Junior Osborne

Personal information
- Full name: Junior Osborne
- Date of birth: 12 February 1988 (age 38)
- Place of birth: Watford, England
- Height: 5 ft 11+1⁄2 in (1.82 m)
- Position: Defender

Youth career
- 2001–2005: Watford

Senior career*
- Years: Team / Apps / (Gls)
- 2005–2008: Watford / 19 / (0)
- 2006: → Kidderminster Harriers (loan) / 3 / (0)
- 2008: Aldershot Town / 8 / (0)
- 2010: Wealdstone / 12 / (0)
- 2011–2012: Northwood / 7 / (0)
- 2018: Hendon / 3 / (0)
- 2018–2019: Kings Langley / 12 / (0)
- 2019: Hendon / ? / (?)

International career
- England U16/U17

= Junior Osborne =

English footballer

Junior Osborne (born 12 February 1988) is an English footballer who plays as a full back or center-back.

Osborne started his career at hometown club Watford and made his first team debut whilst still a member of the club's academy. Aged 17, he started against West Ham United on the final day of the 2004–05 Championship season. Having made two more appearances for Watford in 2005–06, he was sent on loan to Conference side Kidderminster Harriers in February 2006, making three appearances.

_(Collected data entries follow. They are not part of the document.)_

Issue #327, opened 2018-04-15
Items Required for Proper Email System


PsiLupan:
*  Add emails to the database upon EmailSend (This will likely require some input sanitizing)
Ex. /emailsend "\q[Name]\q " "Subject" "Content"

* Generate a timestamp on the sent email as the client does not send this information

 This is the number of seconds elapsed since Y2K relative to the server's defined timezone (Currently 0, -12 GMT), which can be done using 

This can be done using http://doc.qt.io/qt-5/qdatetime.html#secsTo like so:

`QDateTime y2k(QDate(2000, 1, 1), QTime(0, 0));`

`int timestamp = (int)y2k.secsTo(QDateTime::currentDateTime());`

* Use EmailMessageStatus event on Success/Failure of Send

This is used if a recipient does/doesn't exist. So, you would need to lookup the recipient name in the database.

* Remove emails from database with EmailDelete (Will need to check that the entity ID is the owner, as EmailDelete only sends "emaildelete [id]")

broxen:
Per conversation on discord April 25th, 4:30pm PST between psiLupan and nemerle, and featuring others.

### Proposed `emails` in `segs_game`
Since all that is really stored is per-user "Inbox", we should simply add Serialized email data to PlayerData struct. That serialized EmailData should be a struct containing sender_id, recipient_id, subject, message body, and any other relevant data passed by the email system.

### Tasks for Completion
- [ ] Create EmailData struct
- [ ] Add necessary fields for email system to EmailData
- [ ] Leverage new EmailData struct throughout existing EmailMessageStatus
- [ ] Add EmailData to PlayerData struct
- [ ] Add Archive functions to PlayerData to properly serialize EmailData. Look to GUISettings for an example.

@PsiLupan or @nemerle feel free to chime in if I forgot anything here.

broxen:
#367 relates to this as well

broxen:
This portion of this was completed in v6

PR #330, opened 2018-04-16
EmailMessageStatus Fix & Additions

PsiLupan:
Addresses part of #327

**Fix**: 
* Corrected EmailMessageStatus serialization

**Changes**:
* Removed debug message from EmailSend, since EmailMessageStatus will open a dialog window on failure in the future.
* Removed some instances of m_client checks, since presumably these functions can't be called until actually in-game
* Added comments showing what storeEmailInDb should do in the future partially, such as the timestamp generation and usage of EmailMessageStatus.


Projects/CoX/Servers/MapServer/Events/EmailMessageStatus.h
```diff
@@ -6,21 +6,22 @@
 class EmailMessageStatus final : public GameCommand
 {
 public:
-    EmailMessageStatus(const int status, const QString &recipient) : GameCommand(MapEventTypes::evEmailMsgStatus),
+    EmailMessageStatus(const bool status, const QString &recipient) : GameCommand(MapEventTypes::evEmailMsgStatus),
```
nemerle: IMHO const passed-by value arguments only make sense when we have a large function and want to ensure that incoming argument is not getting over-written by mistake in function's body. Here that will not be a case, since we just use the status value to initialize class member.

broxen:
Hello @PsiLupan, when you get a chance, can you please resolve the conflicts here, and address Nemerle's comment regarding the const values. Pending those changes, I don't see any reason not to merge this.

broxen:
After speaking with psiLupan, I'm going to close this PR and he'll reopen later after some changes.

Issue #351, opened 2018-04-18
Coverity defect cleanup


ldilley:
Review and handle Coverity defects however applicable. For unreachable code where vars are explicitly set to literals such as 0, false, etc., just leave a FixMe comment as a placeholder for future implementation.

PR #353, opened 2018-04-19
Batch of Coverity fixes

ldilley:
Some #351 effort. The corresponding findings have also been documented within Coverity.

- Various pointer initialization
- FixMe breadcrumbs for future implementation
- Auth session atomicity
- Null checks
- Cereal exception handling


Projects/CoX/Servers/AuthServer/AuthHandler.cpp
```diff
@@ -167,7 +167,7 @@ bool AuthHandler::isClientConnectedAnywhere(uint32_t client_id)
 void AuthHandler::on_retrieve_account_response(RetrieveAccountResponse *msg)
 {
     uint64_t sess_token = msg->session_token();
-    AuthSession *sess_ptr = nullptr;
+    std::atomic<AuthSession *> sess_ptr = {nullptr};
```
nemerle: Why atomic here ? AuthHandler, and basically all *Handler classes aim to be serviced by single-thread-of-execution-per-handler ?

Projects/CoX/Servers/MapServer/DataHelpers.cpp
```diff
@@ -42,15 +42,19 @@ void    setTeamID(Entity &e, uint8_t team_id)
...
     }
     else
         e.m_has_team            = true;
 
-    qDebug().noquote() << "Team Info:"
-             << "\n  Has Team:" << e.m_has_team
-             << "\n  ID:" << e.m_team->m_team_idx
-             << "\n  Size:" << e.m_team->m_team_members.size()
-             << "\n  Members:" << e.m_team->m_team_members.data();
+    if(e.m_team)
```
nemerle: Can I haz indent reduction by :
```cpp
if(nullptr==e.m_team)
    return;
```
?

Projects/CoX/Servers/MapServer/MapInstance.cpp
```diff
@@ -810,8 +811,11 @@ void MapInstance::process_chat(MapClientSession *sender,QString &msg_text)
     MessageChannel kind = getKindOfChatMessage(cmd_str);
     std::vector<MapClientSession *> recipients;
 
+    if(!sender)
+      return;
+
     if(sender && sender->m_ent)
```
nemerle: since validity of sender was checked above, and function will `return` in case of invalid sender we don't need to check it again with `if(sender &&... `

Projects/CoX/Servers/AuthServer/AuthHandler.cpp
ldilley: Per Coverity ID #273590:
`Value not atomically updated
The result of the update will be determined by the interleaving of thread execution.
Using an unreliable value of sess_ptr inside the second locked section. If the data that sess_ptr depends on was changed by another thread, this use might be incorrect.`

It is detecting potential dirty writes between `m_sessions.reap_lock().unlock()` and `SessionStore::MTGuard guard(m_sessions.reap_lock());` if >1 thread will be touching session data it can point to outside a mutex. If only a single thread is guaranteed to touch this data, then it will never be a problem and we can revert to a non-atomic object.

Projects/CoX/Servers/MapServer/DataHelpers.cpp
ldilley: Certainly.

ldilley:
The requested changes have been implemented and all conflicts created by merging #355 have been resolved. Linux and Win builds are passing. macOS is not failing due to our code, but rather a network issue with a Brew repo (see below.) The changes contained within this PR are also rather mild -- especially considering we backed out atomizing Auth session data. Given the aforementioned information, I am proceeding with the merge before more conflicts arise as a result of merging additional PRs.

`https://homebrew.bintray.com/bottles/qt-5.10.1.sierra.bottle.tar.gz
curl: (56) SSLRead() return error -9806
Error: Failed to download resource "qt"`

Issue #285, opened 2018-04-05
Create a graphical admin tool for server setup and management.


broxen:
Create a graphical admin tool for server setup and management. (building off #33)

We can leverage QT, since it's already a dependency.

Should be able to:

He was released by Watford in August 2008, having struggled with three separate major ACL knee injuries during his time at the club, and joined Aldershot Town on 10 September. He played eight times for the League Two club up to 1 November 2008, but none thereafter as he suffered a 4 ACL knee injury and he was released in late December.

After a brief spell with Wealdstone between January and July 2010, Osborne again had issues with his knees and took a break from the game.

Osborne then played in Northwood's friendly win over Brentford XI on 30 July 2011, and played in their first league game of the campaign away against Ashford Town on 13 August 2011. Having also participated in Northwood's home game versus Daventry Town on 20 August, Osborne's signing was confirmed on 21 August.

After signing for Northwood, Osborne impressed with a number of outstanding displays, but while playing against Sittingbourne in the FA Trophy preliminary round on 8 October 2011, he was taken off after injuring his knee yet again - the sixth time he had suffered such a serious injury in quick succession. In early 2012, Osborne announced his intention to retire from football having suffered another set back with injury. In total, Osborne played nine games for Northwood, seven of them in the league.

After some six years out of football, Osborne made a surprise return in the summer of 2018 by signing for Hendon. He played there for three months before joining Kings Langley. He re-joined Hendon in March 2019.